Machine learning for predicting lifespan-extending chemical compounds
Newby D., Barardo DG., Thornton D., Ghafourian T., de Magalhães JP., Freitas AA.
Increasing age is a risk factor for many diseases; therefore developing pharmacological interventions that slow down ageing and consequently postpone the onset of many age-related diseases is highly desirable. In this work we analyse data from the DrugAge database, which contains chemical compounds and their effect on the lifespan of model organisms. Predictive models were built using the machine learning method random forests to predict whether or not a chemical compound will increase Caenorhabditis elegans’ lifespan, using as features Gene Ontology (GO) terms annotated for proteins targeted by the compounds and chemical descriptors calculated from each compound’s chemical structure.

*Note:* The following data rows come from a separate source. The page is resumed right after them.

PR #628, opened 2021-09-30
✨ Adds a tool for linting OpenAPI schemas on CRD resources

munnerz:
This PR adds a new CLI tool named `crd-linter` which will lint/run checks against CRD resources and their corresponding schema.

Initially this includes just 4 linters to check for:

* SchemaProvided: ensures a schema is provided for all API versions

The model with the best predictive accuracy used both biological and chemical features, achieving a prediction accuracy of 80%. The top 20 most important GO terms include those related to mitochondrial processes, to enzymatic and immunological processes, and terms related to metabolic and transport processes. We applied our best model to predict compounds which are more likely to increase C. elegans’ lifespan in the DGIdb database, where the effect of the compounds on an organism’s lifespan is unknown. The top hit compounds can be broadly divided into four groups: compounds affecting mitochondria, compounds for cancer treatment, anti-inflammatories, and compounds for gonadotropin-releasing hormone therapies.